PR #183, opened 2024-04-18
Tickets/dm 41806

dsanmartim:
Hi Tiago.

It took me some time to figure out how to interact with the ESS (not sure if used it correctly though, should I have used an index?) to get wind speed, but hopefully, this version will not need major changes. 

In the last commit, you will find a more "robust" way to determine if it is safe to open. In the first one, I was just doing a pretty straightforward check of the median wind speed. 

Also, I noted that unit test ``test_run_script_cannot_determine_wind_speed`` seems to be deselected, not giving any output status. Do you know why that happens?

### DIFF
--- a/python/lsst/ts/standardscripts/auxtel/atdome/open_dropout_door.py
+++ b/python/lsst/ts/standardscripts/auxtel/atdome/open_dropout_door.py
@@ -1,0 +1,166 @@
+# This file is part of ts_standardscripts
+#
+# Developed for the LSST Telescope and Site Systems.
+# This product includes software developed by the LSST Project
+# (https://www.lsst.org).
+# See the COPYRIGHT file at the top-level directory of this distribution
+# for details of code ownership.
+#
+# This program is free software: you can redistribute it and/or modify
+# it under the terms of the GNU General Public License as published by
+# the Free Software Foundation, either version 3 of the License, or
+# (at your option) any later version.
+#
+# This program is distributed in the hope that it will be useful,
+# but WITHOUT ANY WARRANTY; without even the implied warranty of
+# MERCHANTABILITY or FITNESS FOR A PARTICULAR PURPOSE.  See the
+# GNU General Public License for more details.
+#
+# You should have received a copy of the GNU General Public License
+# along with this program. If not, see <https://www.gnu.org/licenses/>.
+
+__all__ = ["OpenDropoutDoor"]
+
+import asyncio
+
+from lsst.ts import salobj
+from lsst.ts.observatory.control.auxtel.atcs import ATCS
+
+STD_TIMEOUT = 5
+
+
+class OpenDropoutDoor(salobj.BaseScript):
+    """
+    A SAL script for opening the dropout door of the Auxiliary Telescope's
+    dome based on current wind conditions as reported by the Environmental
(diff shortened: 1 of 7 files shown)


tests/test_auxtel_open_dropout_door.py
```diff
@@ -0,0 +1,131 @@
...
+
+
+class TestOpenDropoutDoor(
+    standardscripts.BaseScriptTestCase, unittest.IsolatedAsyncioTestCase
+):
+
+    async def basic_make_script(self, index):
+        # Create an instance of the script.
+        self.script = OpenDropoutDoor(index=index)
+        self.atcs_mock = ATCSMock()
```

____

== HOW TO COMPLETE THIS TASK ==
Display each line of the data where "General" occurs.

== ANSWER BOX ==
+# it under the terms of the GNU General Public License as published by
+# GNU General Public License for more details.
+# You should have received a copy of the GNU General Public License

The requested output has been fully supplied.